__Activity__. Set down the entries once more exactly as they were written.
(Excerpted data begins)
PR #15662, opened 2024-10-05
Fix additive blending of quaternions

### LINKED ISSUE #13832: Additive blending of Quats looks suspect
I believe this was previously noticed by @djeedai in the review of the `Animatable` trait rollout.

I am not an expert in this subject, but here is my understanding.

## Context

In additive animation blending, a sample from an animation clip represents a relative displacement rather than an absolute quantity; this is applied on top of other animations by combining the displacement with the absolute quantity "underneath". Like non-additive animation blending (which interpolates between two absolute quantities instead), this can be used in concert with a weight which indicates the strength of the sample's influence in the blend. For additive blending, this means that, as the weight tends to zero, the displacement also attenuates; with a weight of zero, the blend should have no effect on the existing quantity.

For example, additive blending of translational components works something like this:
```rust
let (displacement, weight): (Vec3, f32) = incoming_sample;
translation += displacement * weight
```

The right-hand side of this is perhaps best conceptualized as:
```rust
Vec3::lerp(Vec3::ZERO, displacement, weight)
```

In other words, the additively blended sample is interpolated with zero and then composed with the existing value.

## The mismatch

Now, currently additive blending for Quat works like this:
```rust
let (rot_displacement, weight): (Quat, f32) = incoming_sample;
rotation = rotation.slerp(rot_displacement, weight);
```

What I would expect based on my understanding of additive blending is instead something like this:
```rust
let (rot_displacement, weight): (Quat, f32) = incoming_sample;
rotation = Quat::slerp(Quat::IDENTITY, rot_displacement, weight) * rotation;
```

Note that these are definitely not equivalent — when the incoming sample is `Quat::IDENTITY`, the latter never has any effect, while the former (with positive weight) will slerp the current rotation state towards the default orientation.

Of course, it's possible this was an intentional decision and I'm missing something; this is just my understanding of things.

mweatherley:
# Objective

Fixes #13832

## Solution

Additively blend quaternions like this:
```rust
rotation = Quat::slerp(Quat::IDENTITY, incoming_rotation, weight) * rotation;
```

## Testing

Ran `animation_masks`, which behaves the same as before. (In the context of an animation being blended only onto the base pose, there is no difference.)

We should create some examples that actually exercise more of the capabilities of the `AnimationGraph` so that issues like this can become more visible in general. (On the other hand, I'm quite certain this was wrong before.)

## Migration Guide

This PR changes the implementation of `Quat: Animatable`, which was not used internally by Bevy prior to this release version. If you relied on the old behavior of additive quaternion blending in manual applications, that code will have to be updated, as the old behavior was incorrect.

### DIFF
--- a/crates/bevy_animation/src/animatable.rs
+++ b/crates/bevy_animation/src/animatable.rs
@@ -149,7 +149,8 @@ impl Animatable for Transform {
             if input.additive {
                 translation += input.weight * Vec3A::from(input.value.translation);
                 scale += input.weight * Vec3A::from(input.value.scale);
-                rotation = rotation.slerp(input.value.rotation, input.weight);
+                rotation =
+                    Quat::slerp(Quat::IDENTITY, input.value.rotation, input.weight) * rotation;
             } else {
                 translation = Vec3A::interpolate(
                     &translation,
@@ -181,8 +182,17 @@ impl Animatable for Quat {
     #[inline]
     fn blend(inputs: impl Iterator<Item = BlendInput<Self>>) -> Self {
         let mut value = Self::IDENTITY;
-        for input in inputs {
-            value = Self::interpolate(&value, &input.value, input.weight);
+        for BlendInput {
+            weight,
+            value: incoming_value,
+            additive,
+        } in inputs
+        {
+            if additive {
+                value = Self::slerp(Self::IDENTITY, incoming_value, weight) * value;
+            } else {
+                value = Self::interpolate(&value, &incoming_value, weight);
+            }
         }
         value
     }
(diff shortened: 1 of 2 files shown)


IQuick143 (approved):
Not an animation expert, but this seems correct. (Are we sure about the order of the quaternion multiplication?)

mockersf (approved):

mweatherley:
> (Are we sure about the order of the quaternion multiplication?)

I'm pretty sure it's right; I think the last time I checked this was when we introduced `Isometry3d`.

atornity (approved):
multiplication order seems correct, according to answers on [stack exchange](https://math.stackexchange.com/questions/2124361/quaternions-multiplication-order-to-rotate-unrotate)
(Excerpted data ends)
__Answer to the exercise__.
PR #15662, opened 2024-10-05
Fix additive blending of quaternions

### LINKED ISSUE #13832: Additive blending of Quats looks suspect
I believe this was previously noticed by @djeedai in the review of the `Animatable` trait rollout.

I am not an expert in this subject, but here is my understanding.

## Context

In additive animation blending, a sample from an animation clip represents a relative displacement rather than an absolute quantity; this is applied on top of other animations by combining the displacement with the absolute quantity "underneath". Like non-additive animation blending (which interpolates between two absolute quantities instead), this can be used in concert with a weight which indicates the strength of the sample's influence in the blend. For additive blending, this means that, as the weight tends to zero, the displacement also attenuates; with a weight of zero, the blend should have no effect on the existing quantity.

For example, additive blending of translational components works something like this:
```rust
let (displacement, weight): (Vec3, f32) = incoming_sample;
translation += displacement * weight
```

The right-hand side of this is perhaps best conceptualized as:
```rust
Vec3::lerp(Vec3::ZERO, displacement, weight)
```

In other words, the additively blended sample is interpolated with zero and then composed with the existing value.

## The mismatch

Now, currently additive blending for Quat works like this:
```rust
let (rot_displacement, weight): (Quat, f32) = incoming_sample;
rotation = rotation.slerp(rot_displacement, weight);
```

What I would expect based on my understanding of additive blending is instead something like this:
```rust
let (rot_displacement, weight): (Quat, f32) = incoming_sample;
rotation = Quat::slerp(Quat::IDENTITY, rot_displacement, weight) * rotation;
```

Note that these are definitely not equivalent — when the incoming sample is `Quat::IDENTITY`, the latter never has any effect, while the former (with positive weight) will slerp the current rotation state towards the default orientation.

Of course, it's possible this was an intentional decision and I'm missing something; this is just my understanding of things.

mweatherley:
# Objective

Fixes #13832

## Solution

Additively blend quaternions like this:
```rust
rotation = Quat::slerp(Quat::IDENTITY, incoming_rotation, weight) * rotation;
```

## Testing

Ran `animation_masks`, which behaves the same as before. (In the context of an animation being blended only onto the base pose, there is no difference.)

We should create some examples that actually exercise more of the capabilities of the `AnimationGraph` so that issues like this can become more visible in general. (On the other hand, I'm quite certain this was wrong before.)

## Migration Guide

This PR changes the implementation of `Quat: Animatable`, which was not used internally by Bevy prior to this release version. If you relied on the old behavior of additive quaternion blending in manual applications, that code will have to be updated, as the old behavior was incorrect.

### DIFF
--- a/crates/bevy_animation/src/animatable.rs
+++ b/crates/bevy_animation/src/animatable.rs
@@ -149,7 +149,8 @@ impl Animatable for Transform {
             if input.additive {
                 translation += input.weight * Vec3A::from(input.value.translation);
                 scale += input.weight * Vec3A::from(input.value.scale);
-                rotation = rotation.slerp(input.value.rotation, input.weight);
+                rotation =
+                    Quat::slerp(Quat::IDENTITY, input.value.rotation, input.weight) * rotation;
             } else {
                 translation = Vec3A::interpolate(
                     &translation,
@@ -181,8 +182,17 @@ impl Animatable for Quat {
     #[inline]
     fn blend(inputs: impl Iterator<Item = BlendInput<Self>>) -> Self {
         let mut value = Self::IDENTITY;
-        for input in inputs {
-            value = Self::interpolate(&value, &input.value, input.weight);
+        for BlendInput {
+            weight,
+            value: incoming_value,
+            additive,
+        } in inputs
+        {
+            if additive {
+                value = Self::slerp(Self::IDENTITY, incoming_value, weight) * value;
+            } else {
+                value = Self::interpolate(&value, &incoming_value, weight);
+            }
         }
         value
     }
(diff shortened: 1 of 2 files shown)


IQuick143 (approved):
Not an animation expert, but this seems correct. (Are we sure about the order of the quaternion multiplication?)

mockersf (approved):

mweatherley:
> (Are we sure about the order of the quaternion multiplication?)

I'm pretty sure it's right; I think the last time I checked this was when we introduced `Isometry3d`.

atornity (approved):
multiplication order seems correct, according to answers on [stack exchange](https://math.stackexchange.com/questions/2124361/quaternions-multiplication-order-to-rotate-unrotate)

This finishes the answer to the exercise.